Data section:
Issue #6120, opened 2025-11-05
Android: add no metrics flag to emulator to avoid future cli block


vaslabs:
```
Consider using the '-metrics-collection' flag to help improve the       ##
##  emulator by sending anonymized usage data. Or use the '-no-metrics'     ##
##  flag to bypass this warning and turn off the metrics collection.        ##
##  In a future release this warning will turn into a one-time blocking     ##
##  prompt to ask for explicit user input regarding metrics collection
```

souvlakias:
Ref:
https://github.com/vaslabs-ltd/compose-samples-with-mill/actions/runs/19099646954/job/54568184072
<img width="969" height="347" alt="Image" src="https://github.com/user-attachments/assets/c58ec0fb-a68b-4d7c-b0a5-9eff3d9c23ff" />

PR #6144, opened 2025-11-07
Android: Add `-no-metrics` flag to emulator

souvlakias:
Resolves https://github.com/com-lihaoyi/mill/issues/6120
New versions of android emulator will block waiting for user input unless there is a `metrics` flag set.

### Changes
- Added `-no-metrics` to defaultArgs
- 
 ```diff
- startAndroidEmulator()
+ startAndroidEmulator(excludeDefaultArgs: Flag, extraArgs: String*)
```
Users can provide additional arguments to the `emulator` command.
There is an `excludeDefaultArgs` flag that when set, does not use the default arguments Seq.

### DIFF
--- a/website/docs/modules/ROOT/pages/android/android-initial-setup.adoc
+++ b/website/docs/modules/ROOT/pages/android/android-initial-setup.adoc
@@ -65,7 +65,7 @@ image::android/AndroidStudio.png[AndroidStudio.png]
 == 5. Run your application on an Android Virtual Device (AVD)
 
 
-=== Create an Android Virtual Device (AVD)s
+=== Create the AVD
 [source,console]
 ----
 > ./mill app.createAndroidVirtualDevice

### CODE REVIEW

File: libs/androidlib/src/mill/androidlib/AndroidAppModule.scala [hunk 1]
```diff
@@ -593,7 +593,8 @@ trait AndroidAppModule extends AndroidModule { outer =>
       androidSdkModule().emulatorExe().path.toString(),
       "-delay-adb",
       "-port",
-      androidEmulatorPort
+      androidEmulatorPort,
+      "-no-metrics"
```
vaslabs: since this is a command, and users may want to opt in for metrics, can we accept additional args from the command and append them here? if args are not provided, then we add `-no-metrics` or all of our default args (everything after `androidSdkModule().emulatorExe().path.toString()` .

alternatively we can have an opt in for emulator metrics task or an android emulator args task and put everything (everything after `androidSdkModule().emulatorExe().path.toString(),`)

vaslabs: so I think let's have a task androidEmulatorArgs and have everything that we pass to emulator exe there. If the user provides args to the command, we use those instead, if not we use the ones provided by the task.

This will give a way for advanced users to have more control on the emulator and also keep things working with default settings

lefou: How about adding two parameters, `extraArgs: Seq[String]` and `includeDefaultArgs: Flag`?

vaslabs:
could you show us a few examples on how it works now?

and maybe we should add something in the docs too, a use the android emulator via mill or something like that in the intro docs

souvlakias:
> could you show us a few examples on how it works now?
> 
> and maybe we should add something in the docs too, a use the android emulator via mill or something like that in the intro docs

Added a doc section about the avd and starting the emulator.
```
# Run with default arguments
> ./mill app.startAndroidEmulator

# Run with additional arguments
> ./mill app.startAndroidEmulator -noaudio

# Exclude default arguments
> ./mill app.startAndroidEmulator --excludeDefaultArgs -avd test_avd
```
The only *tricky* part I guess, is having to pass `--excludeDefaultArgs` before the extra args.
This is because the args are defined as `startAndroidEmulator(excludeDefaultArgs: Flag, extraArgs: String*)`. Not sure if there's another way to have `extraArgs` not as a `String*`

website/docs/modules/ROOT/pages/android/android-initial-setup.adoc
```diff
@@ -60,4 +60,45 @@ If you want to start with an example project, you can use the `init` command as
...
+# Run with default arguments
+> ./mill app.startAndroidEmulator
+
+# Run with additional arguments
+> ./mill app.startAndroidEmulator -noaudio
+
+# Exclude default arguments
+> ./mill app.startAndroidEmulator --excludeDefaultArgs -avd test_avd
+----
+
```
vaslabs, line 89: We should also mention (with a Tip?) that the additonal arguments are the emulator cli arguments that can be found [here](https://developer.android.com/studio/run/emulator-commandline)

Requirement: Give back the whole listing exactly.

Task result:
Issue #6120, opened 2025-11-05
Android: add no metrics flag to emulator to avoid future cli block


vaslabs:
```
Consider using the '-metrics-collection' flag to help improve the       ##
##  emulator by sending anonymized usage data. Or use the '-no-metrics'     ##
##  flag to bypass this warning and turn off the metrics collection.        ##
##  In a future release this warning will turn into a one-time blocking     ##
##  prompt to ask for explicit user input regarding metrics collection
```

souvlakias:
Ref:
https://github.com/vaslabs-ltd/compose-samples-with-mill/actions/runs/19099646954/job/54568184072
<img width="969" height="347" alt="Image" src="https://github.com/user-attachments/assets/c58ec0fb-a68b-4d7c-b0a5-9eff3d9c23ff" />

PR #6144, opened 2025-11-07
Android: Add `-no-metrics` flag to emulator

souvlakias:
Resolves https://github.com/com-lihaoyi/mill/issues/6120
New versions of android emulator will block waiting for user input unless there is a `metrics` flag set.

### Changes
- Added `-no-metrics` to defaultArgs
- 
 ```diff
- startAndroidEmulator()
+ startAndroidEmulator(excludeDefaultArgs: Flag, extraArgs: String*)
```
Users can provide additional arguments to the `emulator` command.
There is an `excludeDefaultArgs` flag that when set, does not use the default arguments Seq.

### DIFF
--- a/website/docs/modules/ROOT/pages/android/android-initial-setup.adoc
+++ b/website/docs/modules/ROOT/pages/android/android-initial-setup.adoc
@@ -65,7 +65,7 @@ image::android/AndroidStudio.png[AndroidStudio.png]
 == 5. Run your application on an Android Virtual Device (AVD)
 
 
-=== Create an Android Virtual Device (AVD)s
+=== Create the AVD
 [source,console]
 ----
 > ./mill app.createAndroidVirtualDevice

### CODE REVIEW

File: libs/androidlib/src/mill/androidlib/AndroidAppModule.scala [hunk 1]
```diff
@@ -593,7 +593,8 @@ trait AndroidAppModule extends AndroidModule { outer =>
       androidSdkModule().emulatorExe().path.toString(),
       "-delay-adb",
       "-port",
-      androidEmulatorPort
+      androidEmulatorPort,
+      "-no-metrics"
```
vaslabs: since this is a command, and users may want to opt in for metrics, can we accept additional args from the command and append them here? if args are not provided, then we add `-no-metrics` or all of our default args (everything after `androidSdkModule().emulatorExe().path.toString()` .

alternatively we can have an opt in for emulator metrics task or an android emulator args task and put everything (everything after `androidSdkModule().emulatorExe().path.toString(),`)

vaslabs: so I think let's have a task androidEmulatorArgs and have everything that we pass to emulator exe there. If the user provides args to the command, we use those instead, if not we use the ones provided by the task.

This will give a way for advanced users to have more control on the emulator and also keep things working with default settings

lefou: How about adding two parameters, `extraArgs: Seq[String]` and `includeDefaultArgs: Flag`?

vaslabs:
could you show us a few examples on how it works now?

and maybe we should add something in the docs too, a use the android emulator via mill or something like that in the intro docs

souvlakias:
> could you show us a few examples on how it works now?
> 
> and maybe we should add something in the docs too, a use the android emulator via mill or something like that in the intro docs

Added a doc section about the avd and starting the emulator.
```
# Run with default arguments
> ./mill app.startAndroidEmulator

# Run with additional arguments
> ./mill app.startAndroidEmulator -noaudio

# Exclude default arguments
> ./mill app.startAndroidEmulator --excludeDefaultArgs -avd test_avd
```
The only *tricky* part I guess, is having to pass `--excludeDefaultArgs` before the extra args.
This is because the args are defined as `startAndroidEmulator(excludeDefaultArgs: Flag, extraArgs: String*)`. Not sure if there's another way to have `extraArgs` not as a `String*`

website/docs/modules/ROOT/pages/android/android-initial-setup.adoc
```diff
@@ -60,4 +60,45 @@ If you want to start with an example project, you can use the `init` command as
...
+# Run with default arguments
+> ./mill app.startAndroidEmulator
+
+# Run with additional arguments
+> ./mill app.startAndroidEmulator -noaudio
+
+# Exclude default arguments
+> ./mill app.startAndroidEmulator --excludeDefaultArgs -avd test_avd
+----
+
```
vaslabs, line 89: We should also mention (with a Tip?) that the additonal arguments are the emulator cli arguments that can be found [here](https://developer.android.com/studio/run/emulator-commandline)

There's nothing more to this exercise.